[Stored dataset items]

-------------------------

PR #4381, opened 2018-10-28
do pylint with -j2

tardyp:
to try to workaround instabilities

### DIFF
--- a/master/Makefile
+++ b/master/Makefile
@@ -1,6 +1,6 @@
 # developer utilities
 pylint:
-	pylint -j4 --rcfile=../common/pylintrc buildbot
+	pylint -j2 --rcfile=../common/pylintrc buildbot
 	@test ! -f fail
 
 tutorial:


p12tic:
Could it be that there's some I/O bottleneck in the buildbot CI build farm? I get a feeling that these kinds of instabilities happen more often when more builds are running concurrently. Maybe a lock to limit the maximum number of builds per physical server could help?

tardyp:
We use hyper.sh for our testfarm. The load is normally spread over a big bunch of hosts. 

pylint is very cpu intensive, and not very much io bound. maybe this is some neighborhood noise indeed, but it is hard to tell. :-/
It is also memory intensive so we might get OOMed. with -j2 the pylint run in 5min

p12tic:
A related question: would you accept a PR that makes the number of jobs configurable? E.g. `NUM_JOBS := $(shell get_num_jobs.sh)` and then use $NUM_JOBS in the rules. For local development it's useful to utilize all CPUs and for CI we can hardcode something depending on environment variables.

tardyp:
yes. However, I think it is best for local development to setup automatic pylint upon save

for me make pylint is really for those who don't want to tweak things so it make not much sense to add NUM_JOBS.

-------------------------

**PROBLEM DETAILS**. Return all of the entries exactly as they were supplied.

**RESULT FOR THIS EXERCISE**.
PR #4381, opened 2018-10-28
do pylint with -j2

tardyp:
to try to workaround instabilities

### DIFF
--- a/master/Makefile
+++ b/master/Makefile
@@ -1,6 +1,6 @@
 # developer utilities
 pylint:
-	pylint -j4 --rcfile=../common/pylintrc buildbot
+	pylint -j2 --rcfile=../common/pylintrc buildbot
 	@test ! -f fail
 
 tutorial:


p12tic:
Could it be that there's some I/O bottleneck in the buildbot CI build farm? I get a feeling that these kinds of instabilities happen more often when more builds are running concurrently. Maybe a lock to limit the maximum number of builds per physical server could help?

tardyp:
We use hyper.sh for our testfarm. The load is normally spread over a big bunch of hosts. 

pylint is very cpu intensive, and not very much io bound. maybe this is some neighborhood noise indeed, but it is hard to tell. :-/
It is also memory intensive so we might get OOMed. with -j2 the pylint run in 5min

p12tic:
A related question: would you accept a PR that makes the number of jobs configurable? E.g. `NUM_JOBS := $(shell get_num_jobs.sh)` and then use $NUM_JOBS in the rules. For local development it's useful to utilize all CPUs and for CI we can hardcode something depending on environment variables.

tardyp:
yes. However, I think it is best for local development to setup automatic pylint upon save

for me make pylint is really for those who don't want to tweak things so it make not much sense to add NUM_JOBS.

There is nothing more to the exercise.